和白瑞雪、乔君千比起来,路宥期那沉稳的声音,要让人信服的多。
毕竟路宥期平日里的做派,大家都是看在眼里的。
相信像他这样的孩子,应该不会乱来。
听他们这么说,大家也就放心了,自然不会真的去查看那两个倒霉蛋究竟如何。
很快,侍卫将马车赶了来。
随同马车一块过来的,还有兴冲冲的钱心怡。
一看见白瑞雪,钱心怡就笑呵呵的冲过来,拉着她的手说道:“最近我一直在打听事情的进展呢,听说有眉目了,特地过来瞧瞧。”

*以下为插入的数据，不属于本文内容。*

PR #8335, opened 2024-07-29
Combined and improve InstrumentShader

spencer-lunarg:
This is a series of commits that merge the `InstrumentShader` between GPU-AV and DebugPrintf

In the process I also removed the extra copy of SPIR-V so when we instrument the shader, we pass the `vvl::span` down and never need to copy it to a `std::vector<uint32_t>` (which we needed for `spirv-opt` in the past)


arno-lunarg:
image

arno-lunarg (approved):

PR #8337, opened 2024-07-29
printf: Add stage info to verbose info

spencer-lunarg:
Adds back the stage info to `DebugPrintf` when printing the verbose mode

Uses same system as GPU-AV to print it


layers/gpu/debug_printf/debug_printf.cpp
```diff
@@ -314,18 +314,10 @@ std::string Validator::FindFormatString(const std::vector<spirv::Instruction> &i
 
 void Validator::AnalyzeAndGenerateMessage(VkCommandBuffer command_buffer, VkQueue queue, BufferInfo &buffer_info,
                                           uint32_t operation_index, uint32_t *const debug_output_buffer, const Location &loc) {
-    // Word         Content
```
spencer-lunarg, line 317: this was already outdated, `OutputRecord` has the correct info

layers/gpu/shaders/gpu_error_header.h
```diff
@@ -63,56 +63,12 @@ const int kHeaderInstructionIdOffset = 2;
...
-const int kHeaderStageInfoOffset_2 = 6;
-
-// Stage-specific Error record offsets
-// ---
 // Each stage will contain different values in the next set of words of the
 // record used to identify which instantiation of the shader generated the
 // validation error.
-//
-// Vertex Shader Output Record Offsets
-const int kHeaderVertexIndexOffset = kHeaderStageInfoOffset_0;
```
spencer-lunarg, line 77: these alias "seems" good in theory, but are actually quite useless... you will still end up reading the contents of `GenerateStageMessage` to know what is what

layers/gpu/debug_printf/debug_printf.cpp
```diff
@@ -374,36 +366,39 @@ void Validator::AnalyzeAndGenerateMessage(VkCommandBuffer command_buffer, VkQueu
...
-                        needed = std::snprintf(nullptr, 0, substring.string.c_str(), *static_cast<uint32_t *>(values)) + 1;
+                        const uint32_t value = *static_cast<uint32_t *>(current_value);
+                        needed = std::snprintf(nullptr, 0, substring.string.c_str(), value) + 1;
                         temp_string.resize(needed);
-                        std::snprintf(&temp_string[0], needed, substring.string.c_str(), *static_cast<uint32_t *>(values));
+                        std::snprintf(&temp_string[0], needed, substring.string.c_str(), value);
 
                     } else if (substring.type == NumericTypeSint) {
-                        needed = std::snprintf(nullptr, 0, substring.string.c_str(), *static_cast<int32_t *>(values)) + 1;
+                        const uint32_t value = *static_cast<int32_t *>(current_value);
```
arno-lunarg, line 387:
```suggestion
                        const int32_t value = *static_cast<int32_t *>(current_value);
```

layers/gpu/instrumentation/gpu_shader_instrumentor.cpp
```diff
@@ -1022,16 +1023,98 @@ static bool GetLineAndFilename(const std::string &string, uint32_t *linenumber,
...
+               << stage_info_2 << "). ";
+        } break;
+        case spv::ExecutionModelGeometry: {
+            ss << "Stage = Geometry.  Primitive ID = " << stage_info_0 << " Invocation ID = " << stage_info_1 << ". ";
+        } break;
+        case spv::ExecutionModelFragment: {
+            float x_coord;
+            float y_coord;
+            std::memcpy(&x_coord, &stage_info_0, sizeof(float));
+            std::memcpy(&y_coord, &stage_info_1, sizeof(float));
```
arno-lunarg, line 1050:
```suggestion
            const float x_coord = std::bit_cast<float>(stage_info_0);
            const float y_coord = std::bit_cast<float>(stage_info_1);
```

arno-lunarg (changes requested):
One typo for `int32_t` that needs to be fixed, otherwise LGTM!

layers/gpu/instrumentation/gpu_shader_instrumentor.cpp
spencer-lunarg: aww, figured this was a better way to do this (wrote a test to make sure it works too)

spencer-lunarg: wait, nope this is a c++ 20 only feature

PR #8338, opened 2024-07-30
Improve buffer copy validation perf

arno-lunarg:
Took care of the sparse buffer case, this PR modifies validation for non sparse buffers.
For 1000 copies, went from **24 seconds** down to **0.5 ms**. Perf gains seem even better than what I got in the sparse case

### DIFF
--- a/layers/core_checks/cc_copy_blit_resolve.cpp
+++ b/layers/core_checks/cc_copy_blit_resolve.cpp
@@ -685,7 +685,6 @@ bool CoreChecks::ValidateCmdCopyBufferBounds(VkCommandBuffer cb, const vvl::Buff
                                              const Location &loc) const {
     bool skip = false;
     const bool is_2 = loc.function == Func::vkCmdCopyBuffer2 || loc.function == Func::vkCmdCopyBuffer2KHR;
-    const char *vuid;
 
     VkDeviceSize src_buffer_size = src_buffer_state.create_info.size;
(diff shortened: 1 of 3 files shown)


layers/core_checks/cc_copy_blit_resolve.cpp
```diff
@@ -685,37 +685,54 @@ bool CoreChecks::ValidateCmdCopyBufferBounds(VkCommandBuffer cb, const vvl::Buff
...
     const LogObjectList src_objlist(cb, dst_buffer_state.Handle());
     const LogObjectList dst_objlist(cb, dst_buffer_state.Handle());
+
+    const auto *src_binding = src_buffer_state.Binding();
+    const auto *dst_binding = dst_buffer_state.Binding();
+
+    const bool validate_no_memory_overlaps =
+        !are_buffers_sparse && (regionCount > 0) && src_binding && (src_binding->memory_state == dst_binding->memory_state);
+
+    auto cb_state = Get<vvl::CommandBuffer>(cb);
```
spencer-lunarg, line 702: nit: `ValidateCmdCopyBufferBounds` should just take a `const vvl::CommandBuffer &cb_state`

arno-lunarg: yes leftover!

spencer-lunarg (approved):

PR #8339, opened 2024-07-30
gpu: Improve naming between shader for Descriptor Indexing

spencer-lunarg:
So this was me fully trying to understand the logic in `bindless_descriptor.comp` and where it mapped to

I moved things out of `gpuav_subclasses.h` that didn't deal with state objects

I created a `gpu_shader_resources.h` that defines all the structures/data that we use in the GLSL

I updated `bindless_descriptor.comp` with some comments to help link where in the source code all the things get mapped to for easier search in the future


jeremyg-lunarg (approved):
LGTM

白瑞雪笑着指了指柴房:“是啊,都问出来了,我们准备带他们去见那幕后之人。”
听到这里,钱心怡更加兴奋,连忙道:“好啊好啊,我也要去,带我一起去吧。”
一旁的乔君千听见了,抽空不冷不热的念了句:“你还是少去为妙,免得某些人吓到你。”
他说的,自然是指白瑞雪。
毕竟刚刚白瑞雪吓唬人时的模样,可是连他这个大老爷们都吃了一惊。
将人丢进密封的瓦缸里,还往里面倒蜂蜜和蛇蝎虫蚁,真亏她想出了这么恶毒又恶心人的法子。
钱心怡不清楚白瑞雪刚刚是怎么审问的,只当是说那幕后之人呢。当即叉起腰,毫不畏惧的反驳道:“一个敢背地里给人下套的小人,能厉害到哪去。更何况,不是还有你们陪在我身边吗?我不管,反正你们休想丢下我。”

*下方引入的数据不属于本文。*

PR #8341, opened 2024-07-31
printf: Support 64-bit floats

spencer-lunarg:
closes https://github.com/KhronosGroup/Vulkan-ValidationLayers/issues/7143

### DIFF
--- a/layers/gpu/debug_printf/debug_printf.cpp
+++ b/layers/gpu/debug_printf/debug_printf.cpp
@@ -344,14 +344,14 @@ void Validator::AnalyzeAndGenerateMessage(VkCommandBuffer command_buffer, VkQueu
         auto format_substrings = ParseFormatString(format_string);
         void *current_value = static_cast<void *>(&debug_record->values);
         // Sprintf each format substring into a temporary string then add that to the message
-        for (auto &substring : format_substrings) {
+        for (size_t i = 0; i < format_substrings.size(); i++) {
+            auto &substring = format_substrings[i];
             std::string temp_string;
             size_t needed = 0;
 
             if (substring.needs_value) {
                 if (substring.is_64_bit) {
                     assert(substring.type != NumericTypeSint);  // not supported
-
                     if (substring.type == NumericTypeUint) {
                         std::vector<std::string> format_strings = {"%ul", "%lu", "%lx"};
                         for (const auto &ul_string : format_strings) {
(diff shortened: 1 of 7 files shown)


layers/gpu/spirv/module.cpp
```diff
@@ -635,5 +637,8 @@ void Module::PostProcess() {
     }
 }
 
+// TODO - Currently this is not tied into validation layers callback, should be using LogWarning/LogError
+void InternalWarning(const char* message) { std::cout << "[Internal Shader Instrumentation Warning] " << message << '\n'; }
```
spencer-lunarg, line 641: next PR after this will be to hook in the call back so I can move all the validation from https://github.com/KhronosGroup/Vulkan-ValidationLayers/pull/8294 into here as it should be done in this part of the code anyway

layers/gpu/debug_printf/debug_printf.cpp
```diff
@@ -344,14 +344,14 @@ void Validator::AnalyzeAndGenerateMessage(VkCommandBuffer command_buffer, VkQueu
         auto format_substrings = ParseFormatString(format_string);
         void *current_value = static_cast<void *>(&debug_record->values);
         // Sprintf each format substring into a temporary string then add that to the message
-        for (auto &substring : format_substrings) {
+        for (size_t i = 0; i < format_substrings.size(); i++) {
```
arno-lunarg, line 347: use `vvl::enumerate`

layers/gpu/spirv/debug_printf_pass.cpp
```diff
@@ -112,18 +115,31 @@ void DebugPrintfPass::CreateFunctionParams(uint32_t argument_id, const Type& arg
...
             } else if (width == 64) {
+                if (expanded_parameter_count_ > 31) {
+                    // It is very unlikely to hit this, if the user does, they can just split the very long printf() into 2 printf()
+                    // calls ontop of each other
+                    InternalWarning("More than 32 expanded parameters, can't properly detect 64-bit float");
+                }
+                double_bitmask_ |= 1 << expanded_parameter_count_;
+
+                // TODO (Also in GPU-AV) need to detect if shaderInt64 is supported or not before forcing this on
+                module_.AddCapability(spv::CapabilityInt64);
```
arno-lunarg, line 133: What happens if `CapabilityInt64` is not supported? Will the user get noticed?

arno-lunarg (approved):

layers/gpu/spirv/debug_printf_pass.cpp
spencer-lunarg: its just technically invalid SPIR-V and a VU like anything else

from what I could see, `Float64` is more rare than `Int64` so assume they would support this... but we should add a way to check

layers/gpu/debug_printf/debug_printf.cpp
spencer-lunarg: next PR is going to touch this so will fix it there (save a CI run)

乔君千还想说什么,路宥期却是道:“都准备好了,上车出发吧。”
白瑞雪、钱心怡乘坐同一辆马车,因为路宥期胳膊上的伤还没好,他也和她们一起坐在马车里。
剩下的两辆马车,则是分别载着两个瓦缸。
不能怨他们谱太大,实在是装有活人的瓦缸巨沉,别看一辆马车里只载着一只大瓦缸,可是重量一点都不比栽了三四个人的马车轻。

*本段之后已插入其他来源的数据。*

PR #8345, opened 2024-08-01
layers: Handle sparse/not sparse buffer copies

arno-lunarg:
Handle copies between buffers where only one is sparse

### DIFF
--- a/tests/unit/sparse_buffer.cpp
+++ b/tests/unit/sparse_buffer.cpp
@@ -290,8 +290,6 @@ TEST_F(NegativeSparseBuffer, OverlappingBufferCopy) {
 
     vkt::DeviceMemory buffer_mem;
     buffer_mem.init(*m_device, buffer_mem_alloc);
-    vkt::DeviceMemory buffer_mem2;
-    buffer_mem2.init(*m_device, buffer_mem_alloc);
 
     VkSparseMemoryBind buffer_memory_bind = {};
     buffer_memory_bind.size = buffer_mem_reqs.size;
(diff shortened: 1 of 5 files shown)


tests/unit/sparse_buffer.cpp
```diff
@@ -510,6 +508,83 @@ TEST_F(NegativeSparseBuffer, OverlappingBufferCopy3) {
     sparse_queue->Wait();
 }
 
+TEST_F(NegativeSparseBuffer, OverlappingBufferCopy4) {
```
spencer-lunarg, line 511: `OverlappingBufferCopy2` and `OverlappingBufferCopy3` both had a positive test, not sure if relevant here or not

spencer-lunarg (approved):

tests/unit/sparse_buffer.cpp
```diff
@@ -510,6 +508,83 @@ TEST_F(NegativeSparseBuffer, OverlappingBufferCopy3) {
...
+    copy_info.size = 256;
+
+    VkBufferCreateInfo b_info =
+        vkt::Buffer::create_info(copy_info.size, VK_BUFFER_USAGE_TRANSFER_SRC_BIT | VK_BUFFER_USAGE_TRANSFER_DST_BIT, nullptr);
+    vkt::Buffer buffer_not_sparse(*m_device, b_info, vkt::no_mem);
+    b_info.flags = VK_BUFFER_CREATE_SPARSE_BINDING_BIT;
+    vkt::Buffer buffer_sparse(*m_device, b_info, vkt::no_mem);
+
+    VkMemoryRequirements buffer_mem_reqs;
+    vk::GetBufferMemoryRequirements(device(), buffer_sparse.handle(), &buffer_mem_reqs);
```
spencer-lunarg, line 535: seems `buffer_not_sparse.bind_memory(buffer_mem, 0);` is being bound with the sparse buffer queried memory

why it failed on Android CI

arno-lunarg: yes that's the goal. But this could totally be illegal, tried my luck with CI and yes Android is not happy, need to fix.

tests/unit/sparse_buffer.cpp
arno-lunarg: Could a positive test yes

PR #8351, opened 2024-08-02
layers: Remove unused includes

spencer-lunarg:
Installed the new Zed editor for Linux, tried it out, found some unused `#include` and spent some time removing them to hopefully improve compiling speed a bit (and keep things more tidy)

### DIFF
--- a/layers/core_checks/cc_drawdispatch.cpp
+++ b/layers/core_checks/cc_drawdispatch.cpp
@@ -20,7 +20,6 @@
 #include "generated/chassis.h"
 #include "drawdispatch/drawdispatch_vuids.h"
 #include "core_validation.h"
-#include "state_tracker/image_state.h"
 #include "state_tracker/buffer_state.h"
 #include "state_tracker/shader_object_state.h"
 #include "state_tracker/descriptor_sets.h"
--- a/layers/state_tracker/device_memory_state.cpp
+++ b/layers/state_tracker/device_memory_state.cpp
@@ -17,7 +17,6 @@
  * limitations under the License.
  */
 #include "state_tracker/device_memory_state.h"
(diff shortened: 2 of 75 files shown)


layers/core_checks/cc_drawdispatch.cpp
```diff
@@ -1738,4 +1737,4 @@ bool CoreChecks::ValidateDrawDualSourceBlend(const LastBound &last_bound_state,
     }
 
     return skip;
-}
\ No newline at end of file
+}
```
spencer-lunarg, line 1740: idk why git displays it as this, but @arno-lunarg seems Zed enforces the new-line at the end for you

layers/state_tracker/device_memory_state.cpp
```diff
@@ -373,4 +372,3 @@ void vvl::Bindable::CacheInvalidMemory() const {
         }
     }
 }
-
```
spencer-lunarg, line 376: even removes when there are 2 new lines at the end to just 1

layers/state_tracker/shader_stage_state.h
```diff
@@ -17,7 +17,8 @@
  */
 
 #pragma once
-#include "utils/vk_layer_utils.h"
```
spencer-lunarg, line 20: didn't have time, but we are bad at relying on things in `vk_layer_utils.h` to be consumed everywhere... makes touching that file awful as you have to rebuild everything

layers/core_checks/cc_drawdispatch.cpp
arno-lunarg: <proceeds to wipe out windows and immediately install linux with this code editor>

arno-lunarg (approved):

PR #8356, opened 2024-08-05
spirv: Rerun generate_spirv.py

spencer-lunarg:
the change in `glslang` from https://github.com/KhronosGroup/Vulkan-ValidationLayers/pull/8340 just rearranged which order the `OpDecorate` were printed

from before

image

to after

image


jeremyg-lunarg (approved):
LGTM

PR #8357, opened 2024-08-05
spirv: Create dedicated InjectConditionalFunctionPass class

spencer-lunarg:
This creates a dedicated `InjectConditionalFunctionPass` and `InjectFunctionPass` to allow future passes to better separate the logic if it wants to use 

```
if (check_logic()) {
   // original code
} else {
   // safe code
}
```

vs

```
check_logic();
// original_code
```


jeremyg-lunarg (approved):
LGTM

骑马的乔君千,带领护卫走在一侧,一行人浩浩荡荡的往镇上出发。
待他们走后,长辈们才忍不住针对刚刚看到的场景窃窃私语起来。
翟氏问:“刚刚那两人为何撞在瓦缸里?”
光是从露在外面的脑袋来看,那两人的皮肤如常,确实不像有伤。可他们又是面如死灰,好似在经历什么难言的痛苦一般。
“我想,应该是防止他们逃走吧。”路闵试着猜测,“算了,孩子们的事情,他们自己有分寸,咱们还是在家静静等着消息吧。”
其他人闻言,全都点头赞同。
只有白正满脸疑惑的看向路家夫妻,心里想的是:路宥期既然能乘坐马车去镇上,说明他已经可以回路家养伤了吧?毕竟是个男儿身,一直住在瑞雪这里,算怎么回事。
他想好了,等他们从镇上回来,就提一提这件事。
终归是不能让瑞雪吃亏,就对了。